Utente 281XXX
Scrivo qui per un uomo di 64 anni, affetto da anni da vari disturbi:

- intolleranza al caldo (trova insopportabilmente calde temperature non molto afose)
- intolleranza ortostatica (non riesce a stare all'impiedi senza avvertire ansietà, confusione e malesseri vari)
- difficoltà digestive
- irregolarità dell'alvo
- vescica neurogena (con difficoltà a svuotare completamente la vescica)
- a volte occhi asciutti
- stanchezza
- ipertensione (circa 160/90)
- sporadici mancamenti

E' una persona molto ansiosa, che da circa trent'anni assume ogni giorno 5-10 mg di transene la sera (con effetti molto negativi, suppongo). Ha avuto dei trascorsi con l'alcol. Ha una faringolaringite e una spondilosi.
Ha inoltre la glicemia a circa 110.
I disturbi, comunque, si attenuano leggermente quando il paziente è rilassato (raramente).

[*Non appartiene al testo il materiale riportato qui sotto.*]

PR #2833, opened 2019-02-12
feat(macros): For editor3 add support to change html_body on macros (…

ioanpocol:
…SDANSA-222)

### DIFF
--- a/scripts/core/editor3/helpers/tansa.ts
+++ b/scripts/core/editor3/helpers/tansa.ts
@@ -41,12 +41,14 @@ export function getTansaHtml(editorState) {
 
 /**
  * Update the editor with the changes performed by Tansa
+ * If the simpleReplace is true try to preserve the existing inline styles and entities
  *
  * @param {EditorState} editorState
  * @param {String} html
+ * @param {String} simpleReplace
  * @returns {EditorState}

Il cardiologo, recentemente, dopo una visita con elettrocardiogramma, non ha trovato irregolarità. Il sospetto è quello di una neuropatia autonomica. Tra l'altro, alcuni dei sintomi sono stati avvertiti dal paziente PRIMA delle benzodiazepine e dell'alcol.

Riguardo l'intolleranza ortostatica:
provando a misurare la pressione e le pulsazioni dopo 10 minuti di ortostatismo, c'è solo un lieve calo della pressione, nonostante il paziente fosse decisamente insofferente. Non c'è neanche un significativo aumento delle pulsazioni cardiache. Se stare in piedi fermo per lui è estremamente fastidioso, soffre meno camminando.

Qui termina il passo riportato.